# org.eclipse.swt.wpf.win32.x86 Download



## R.Murphy (28. Okt 2009)

Hilfe,

kann mir jamand sagen wie ich die Datei org.eclipse.swt.wpf.win32.x86_3.2.*.jar bekommen kann?
Ich suche bereits seit über zwei Stunden bei Eclipse Downloads und kann den richtigen Download nicht finden. Angeblich ist diese Datei Bestandteil eines "RCP Delta Pack" kann ein soches aber auch nicht finden.

Weiß jemand Rat?

Ron


----------



## byte (28. Okt 2009)

Eclipse downloads - mirror selection

Edit: Falsche Version.


----------



## byte (28. Okt 2009)

Gabs offenbar erst ab SWT 3.3: Eclipse Download Click Through


----------



## R.Murphy (28. Okt 2009)

Richtig, Sorry.
Ich habe den Namen der Datei aus einem Buch.

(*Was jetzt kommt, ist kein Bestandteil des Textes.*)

PR #4619, opened 2022-04-23
Add BoundReference class

samredai:
This adds a `BoundReference` class that takes a field and an accessor and allows you to evaluate a struct (a row object that abides by the `StructProtocol`) to retrieve the value at the referenced field's position.

For some more context, expressions are initially built with references (`x` in x = 1`) that are not bound to an actual field. The binding of the reference to the actual field `x` will return a `BoundReference` instance. The instance includes an `eval` method that uses the accessor to get the field at that position, given a row object.

### DIFF
--- a/python/src/iceberg/expressions/base.py
+++ b/python/src/iceberg/expressions/base.py
@@ -20,7 +20,7 @@ from functools import reduce
 from typing import Any, Generic, TypeVar
 
 from iceberg.files import StructProtocol
-from iceberg.types import Singleton
+from iceberg.types import IcebergType, NestedField, Singleton
 
 T = TypeVar("T")
 
@@ -287,3 +287,61 @@ class Accessor:
             Any: The value at position `self.position` in the container
         """
         return container.get(self.position)
+
+
+class BoundReference:
+    """A reference bound to a field with an accessor for acquiring the field's value
+
+    Args:
+        field (NestedField): A referenced field in an Iceberg schema
+        accessor (Accessor): An Accessor object to access the value at the field's position
+    """
+
+    def __init__(self, field: NestedField, accessor: Accessor):
+        self._field = field
+        self._accessor = accessor
+
+    def __str__(self):
+        return f"ref(id={self.field_id})"
+
+    def __repr__(self):
+        return f"BoundReference(field={repr(self.field)}, accessor={repr(self.accessor)})"
+
+    @property
+    def field(self) -> NestedField:
+        """The referenced field"""
+        return self._field
+
+    @property
+    def field_id(self) -> int:
+        """The ID referenced field"""
+        return self._field.field_id
+
+    @property
+    def field_type(self) -> IcebergType:
+        """The type of the referenced field"""
+        return self._field.type
+
+    @property
+    def accessor(self) -> Accessor:
+        """The accessor for retrieving the value at the referenced field's position"""
+        return self._accessor
+
+    def __eq__(self, other) -> bool:
+        if id(self) == id(other):
+            return True
+        elif other is None or not isinstance(other, BoundReference):
+            return False
+
+        return self.field_id == other.field_id and self.field_type == other.field_type
+
+    def eval(self, struct: StructProtocol) -> Any:
+        """Returns the value at the referenced field's position in an object that abides by the StructProtocol
+
+        Args:
+            struct (StructProtocol): A row object that abides by the StructProtocol and returns values given a position
+
+        Returns:
+            Any: The value at the referenced field's position in `struct`
+        """
+        return self.accessor.get(struct)
--- a/python/src/iceberg/expressions/base.py
+++ b/python/src/iceberg/expressions/base.py
@@ -20,7 +20,7 @@ from functools import reduce
 from typing import Any, Generic, TypeVar
 
 from iceberg.files import StructProtocol
-from iceberg.types import IcebergType, NestedField, Singleton
+from iceberg.types import NestedField, Singleton
 
 T = TypeVar("T")
 
@@ -272,6 +272,12 @@ class Accessor:
     def __init__(self, position: int):
         self._position = position
 
+    def __str__(self):
+        return f"Accessor(position={self._position})"
+
+    def __repr__(self):
+        return f"Accessor(position={self._position})"
+
     @property
     def position(self):
         """The position in the container to access"""
@@ -290,7 +296,7 @@ class Accessor:
 
 
 class BoundReference:
-    """A reference bound to a field with an accessor for acquiring the field's value
+    """A reference bound to a field in a schema
 
     Args:
         field (NestedField): A referenced field in an Iceberg schema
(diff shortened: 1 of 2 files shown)


samredai:
cc: @dramaticlly @CircArgs @jun-he @dhruv-pratap

python/src/iceberg/expressions/base.py
```diff
@@ -147,3 +148,61 @@ def get(self, container: StructProtocol) -> Any:
...
+    @property
+    def accessor(self) -> Accessor:
+        """The accessor for retrieving the value at the referenced field's position"""
+        return self._accessor
+
+    def __eq__(self, other) -> bool:
+        if id(self) == id(other):
+            return True
+        elif other is None or not isinstance(other, BoundReference):
+            return False
```
CircArgs, line 195: If you try to compare to another BoundReference here with a different `id` then doesn't this return `None`?: Misses the first branch, it's not None but is  BoundReference -> No more branches, function returns None.

not sure if this is desired to just boil down to `self is other` (I think equivalent to the first branch) e.g. the default `__eq__` if I'm not mistaken, in which case we don't even need to implement this

samredai: In the path you described it would fall to the return statement at the end of the function:
```py
        return self.field_id == other.field_id and self.field_type == other.field_type
```
I don't yet have full context around all scenarios where we'd compare against a `BoundReference` but the if/else here is just to get the easy cases (True is the id is the same, False if `other` isn't even a `BoundReference`). In the case where the ids differ but `other` is a `BoundReference`, it checks if the field being bound is the same ID and Type.

One thing I'm noticing though is that `elif other is None or not isinstance(other, BoundReference)` is redundant and can be changed to just `elif not isinstance(other, BoundReference)`. Updated it!

samredai: I just realized your point about how using `is` is the equivalent of the first branch. Updated!

rdblue:
Can you rebase this? Looks like there are conflicts.

python/src/iceberg/expressions/base.py
```diff
@@ -147,3 +148,61 @@ def get(self, container: StructProtocol) -> Any:
             Any: The value at position `self.position` in the container
         """
         return container.get(self.position)
+
+
+class BoundReference:
+    """A reference bound to a field with an accessor for acquiring the field's value
```
rdblue, line 154: Accessors are internal, so there is no need to mention them in docs. This doesn't necessarily need to use an accessor to work.

python/src/iceberg/expressions/base.py
```diff
@@ -147,3 +148,61 @@ def get(self, container: StructProtocol) -> Any:
...
+
+    def __init__(self, field: NestedField, accessor: Accessor):
+        self._field = field
+        self._accessor = accessor
+
+    def __str__(self):
+        return f"ref(id={self.field_id})"
+
+    def __repr__(self):
+        return f"BoundReference(field={repr(self.field)}, accessor={repr(self.accessor)})"
```
rdblue, line 169: Accessor doesn't have a repr. We should either add it or not use it here.

python/src/iceberg/expressions/base.py
```diff
@@ -147,3 +148,61 @@ def get(self, container: StructProtocol) -> Any:
...
+        """The ID referenced field"""
+        return self._field.field_id
+
+    @property
+    def field_type(self) -> IcebergType:
+        """The type of the referenced field"""
+        return self._field.type
+
+    @property
+    def accessor(self) -> Accessor:
```
rdblue, line 187: Why expose all of these properties? It seems simpler just to expose `eval`.

python/src/iceberg/expressions/base.py
```diff
@@ -147,3 +148,61 @@ def get(self, container: StructProtocol) -> Any:
...
+        """The accessor for retrieving the value at the referenced field's position"""
+        return self._accessor
+
+    def __eq__(self, other) -> bool:
+        if self is other:
+            return True
+        elif not isinstance(other, BoundReference):
+            return False
+
+        return self.field_id == other.field_id and self.field_type == other.field_type
```
rdblue, line 197: I don't think I agree with this definition of equality. I think that equality comes down to the accessor (position) and the type if we were to implement it... But we may want to be more strict and include the entire field, not just field ID.

We purposely don't implement equality in the JVM implementation because it's weird to define what "equals" means for an expression: is it that the expression produces the same result? Or is it the exact same expression including the referenced field? If it is the latter, isn't that restrictive because we don't really need the field in this class, just the type and the accessor?

Rather than answer those questions, we test using the behavior and the exposed API fields -- basically just `field_type` and `eval`.

python/src/iceberg/expressions/base.py
samredai: Thanks for catching this, I added a repr to Accessor.

python/src/iceberg/expressions/base.py
samredai: I updated this description to "A reference bound to a field in a schema" but I'm not sure I fully understand what you mean by:
> This doesn't necessarily need to use an accessor to work.

Can you describe how this would be used without an accessor? I know this class won't be exposed at the top level API but I'd imagine a developer working in this area of the code would find a description of the relationship to accessors as helpful.

python/src/iceberg/expressions/base.py
samredai: Updated this to just expose `eval` and `field`. Should I remove the `field` property as well?

python/src/iceberg/expressions/base.py
samredai: I removed `__eq__` for now. We can add it later if it's required.

python/tests/expressions/test_expressions_base.py
```diff
@@ -217,3 +217,43 @@ def test_accessor_base_class(foo_struct):
...
+    assert str(bound_ref) == f"BoundReference(field={repr(field)}, accessor={repr(position1_accessor)})"
+    assert repr(bound_ref) == f"BoundReference(field={repr(field)}, accessor={repr(position1_accessor)})"
+
+
+def test_bound_reference_field_property():
+    """Test str and repr of BoundReference"""
+    field = NestedField(field_id=1, name="foo", field_type=StringType(), is_optional=False)
+    position1_accessor = base.Accessor(position=1)
+    bound_ref = base.BoundReference(field=field, accessor=position1_accessor)
+    assert bound_ref.field == NestedField(field_id=1, name="foo", field_type=StringType(), is_optional=False)
```
rdblue, line 236: I'm not sure I'd expose `field`, but it should be fine for now.

rdblue (approved):

python/src/iceberg/expressions/base.py
rdblue: I probably would. I think the relevant information is the value type that is produced, not the field info.

python/src/iceberg/expressions/base.py
rdblue: I don't think it would work without an accessor right now. But you don't need to tie the implementation to an accessor. That's an internal detail.

rdblue:
Thanks, @samredai!

PR #4620, opened 2022-04-23
Checkstyle: Add Checkstyle Rule to prevent Map<StructLike, ...> and Set<StructLike>

### LINKED ISSUE #4616: Add Checkstyle Rule to prevent Map<StructLike, ...> and Set<StructLike>
StructLike does not force the proper implementation of `hashCode` or `equals` and because of this is cannot be used in Sets or Maps safely. If the wrong implementation gets placed inside these containers they will not behave as expected.

Users should instead use

[StructLikeMap](https://github.com/apache/iceberg/blob/30639ef316a899480a3d0c88f8ea6498d9a21306/core/src/main/java/org/apache/iceberg/util/StructLikeMap.java#L32) or [StructLikeSet](https://github.com/apache/iceberg/blob/30639ef316a899480a3d0c88f8ea6498d9a21306/core/src/main/java/org/apache/iceberg/util/StructLikeSet.java#L33)

Another option is to use the concrete StructLike that particular map or set requires if applicable.

Checkstyle rules can be added like

https://github.com/apache/iceberg/blob/master/.baseline/checkstyle/checkstyle.xml#L54-L57

felixYyu:
this PR is close #4616

### DIFF
--- a/core/src/main/java/org/apache/iceberg/io/FanoutWriter.java
+++ b/core/src/main/java/org/apache/iceberg/io/FanoutWriter.java
@@ -55,7 +55,7 @@ abstract class FanoutWriter<T, R> implements PartitioningWriter<T, R> {
   }
 
   private FileWriter<T, R> writer(PartitionSpec spec, StructLike partition) {
-    StructLikeMap<FileWriter<T, R>> specWriters = writers.computeIfAbsent(
+    Map<StructLike, FileWriter<T, R>> specWriters = writers.computeIfAbsent(
         spec.specId(),
         id -> StructLikeMap.create(spec.partitionType()));
     FileWriter<T, R> writer = specWriters.get(partition);
--- a/core/src/main/java/org/apache/iceberg/io/FanoutWriter.java
+++ b/core/src/main/java/org/apache/iceberg/io/FanoutWriter.java
@@ -55,7 +55,7 @@ abstract class FanoutWriter<T, R> implements PartitioningWriter<T, R> {
   }
 
   private FileWriter<T, R> writer(PartitionSpec spec, StructLike partition) {
-    Map<StructLike, FileWriter<T, R>> specWriters = writers.computeIfAbsent(
+    StructLikeMap<FileWriter<T, R>> specWriters = writers.computeIfAbsent(
         spec.specId(),
         id -> StructLikeMap.create(spec.partitionType()));
     FileWriter<T, R> writer = specWriters.get(partition);
@@ -79,7 +79,7 @@ abstract class FanoutWriter<T, R> implements PartitioningWriter<T, R> {
   }
 
   private void closeWriters() throws IOException {
-    for (Map<StructLike, FileWriter<T, R>> specWriters : writers.values()) {
+    for (StructLikeMap<FileWriter<T, R>> specWriters : writers.values()) {
       for (FileWriter<T, R> writer : specWriters.values()) {
         writer.close();
         addResult(writer.result());
--- a/core/src/main/java/org/apache/iceberg/util/PartitionSet.java
+++ b/core/src/main/java/org/apache/iceberg/util/PartitionSet.java
@@ -87,7 +87,7 @@ public class PartitionSet implements Set<Pair<Integer, StructLike>> {
   }
 
   public boolean add(int specId, StructLike struct) {
-    StructLikeSet partitionSet = partitionSetById.computeIfAbsent(specId,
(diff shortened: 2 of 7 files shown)


felixYyu:
cc: @RussellSpitzer Can you take a look if you have time?

core/src/main/java/org/apache/iceberg/io/FanoutWriter.java
```diff
@@ -55,7 +55,7 @@ public void write(T row, PartitionSpec spec, StructLike partition) {
   }
 
   private FileWriter<T, R> writer(PartitionSpec spec, StructLike partition) {
-    Map<StructLike, FileWriter<T, R>> specWriters = writers.computeIfAbsent(
+    StructLikeMap<FileWriter<T, R>> specWriters = writers.computeIfAbsent(
```
RussellSpitzer, line 58: :+1: I think this was fine before just because the actual implementation that uses this always returns a StructLikeMap (See line 60).

core/src/main/java/org/apache/iceberg/util/PartitionSet.java
```diff
@@ -87,7 +87,7 @@ public boolean add(Pair<Integer, StructLike> pair) {
   }
 
   public boolean add(int specId, StructLike struct) {
-    Set<StructLike> partitionSet = partitionSetById.computeIfAbsent(specId,
+    StructLikeSet partitionSet = partitionSetById.computeIfAbsent(specId,
```
RussellSpitzer, line 90: Ok these were also safe before since we were always using StructLikeSet under the hood

core/src/main/java/org/apache/iceberg/util/StructLikeMap.java
```diff
@@ -104,7 +104,7 @@ public void clear() {
   }
 
   @Override
-  public Set<StructLike> keySet() {
```
RussellSpitzer, line 107: I'm not sure we can change these since we'll be breaking an api that is more or less public .... I need to think on this and the StructLikeSet methods ... 

I'm pretty sure we don't want to break the api, but we also don't want to encourage folks using raw Set's and Maps of StructLike but in this case they would be safe since we know they came from StructLikeMap and StructLikeSet ....

felixYyu: Sometimes can use the original, sometimes can't，Then rule `<property name="format" value="^Map&lt;StructLike, .*&gt;"/>` may not be able to cover the whole.

RussellSpitzer: Yes, but in that case we put an exception for this signature. All checkstyle rules allow for overrides for particular lines, we don't need to have the check style rule be perfect.

core/src/main/java/org/apache/iceberg/io/FanoutWriter.java
felixYyu: reverted

core/src/main/java/org/apache/iceberg/util/PartitionSet.java
felixYyu: reverted

core/src/main/java/org/apache/iceberg/util/StructLikeMap.java
felixYyu: ok, I think we revert that first, If has problem can use SuppressWarnings annotation.

core/src/main/java/org/apache/iceberg/io/FanoutWriter.java
RussellSpitzer: I don't think you should revert your change here. I just was checking to make sure it wasn't bugged

core/src/main/java/org/apache/iceberg/util/PartitionSet.java
RussellSpitzer: Same here, I was just checking to make sure that there wasn't a bug here we needed to investigate

felixYyu:
Could you take a look again, Thanks @RussellSpitzer

core/src/main/java/org/apache/iceberg/util/StructLikeMap.java
RussellSpitzer: This is the change I think we need to revert, I get worried about changing the public api of this class. I think just suppressing the rule for this usage is fine

felixYyu: ok

PR #4623, opened 2022-04-24
Core: Add ByteBufferInputStream and implementations

rdblue:
This copies an abstract class, `ByteBufferInputStream`, and its two implementations, `SingleBufferInputStream` and `MultiBufferInputStream` from Parquet. This is to support the in-memory streams that are proposed for tests (#4534) and for adding caching to `FileIO` (#4518).

This also copies the tests and updates the LICENSE file.


danielcweeks (approved):

rdblue:
Thanks @danielcweeks!

core/src/main/java/org/apache/iceberg/io/MultiBufferInputStream.java
```diff
@@ -0,0 +1,345 @@
...
+    nextBuffer();
+  }
+
+  @Override
+  public long getPos() {
+    return position;
+  }
+
+  public void seek(long newPosition) throws IOException {
+    if (newPosition > length) {
```
steveloughran, line 70: might want a check for a -ve position here

rdblue: Good point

Dort steht "org.eclipse.swt.wpf.win32.x86_3.4.1.v3449c.jar".
Laut diesem Buch soll man die "Delta Pack Distribution" downloaden und das Jar-File signiert in die plugins des exports (Web Start Jnlp) speichen.

Doch wie bekomme ich nun das Jar-File aus diesem Download erstellt? 

Sorry, wenn dies eine blöde Frage ist und danke für die Hilfe.

Ron


----------



## Wildcard (28. Okt 2009)

Das Delta Pack für 3.4.2 gibt's hier:
Eclipse Project
Dort sind alle plattformspezifischen binaries gebündelt. EInfach entpacken, in eclipse/plugins navigieren, jar raussuchen.


----------



## R.Murphy (29. Okt 2009)

Hallo Wildcard,

danke, für die Antwort. Die Seite kenne ich bereits. Ich habe nun, mit meiner sehr langsamen Internetverbindung,  folgende Files heruntergeladen:
eclipse-3.4.2-delta-pack.zip
eclipse-platform-3.4.2-win32-wpf.zip
eclipse-platform-SDK-3.4.2-win32-wpf.zip
eclipse-RCP-3.4.2-win32-wpf.zip
eclipse-RCP-3.4.2-win32.zip
eclipse-RCP-SDK-3.4.2-win32-wpf.zip
eclipse-RCP-SDK-3.4.2-win32.zip
eclipse-SDK-3.4.2-win32-wpf.zip
swt-3.3.2-wpf-win32-x86.zip
swt-3.4.2-win32-win32-x86.zip
swt-3.4.2-wpf-win32-x86.zip

Leider ohne das gesuchte JAR.
Wenn ich alles runterlade und durchsuchen muss brauche ich Tage.
Hat jemand einen Tip wie das gesuchte File heißen könnte oder wie ich die Datei selbst erstellen kann.

Danke

Ron


----------



## Wildcard (29. Okt 2009)

Du brauchst nur das:
eclipse-3.4.2-delta-pack.zip


----------



## R.Murphy (30. Okt 2009)

Hi,

ich habe mein Problem gefunden: Ich habe die ZIP's mit meinem Zipper betrachtet und dieser hat die JARs in den ZIPs ebenfalls entpackt angezeigt. Erst nach dem ich das ZIP File entpackt und auf meiner HDD gespeichert hatte, konnte ich die JARs sehen.

Vielen Dank für die Hilfe und entschuldigung für die Tomaten auf meinen Augen.

Ron

Thema beendet.


----------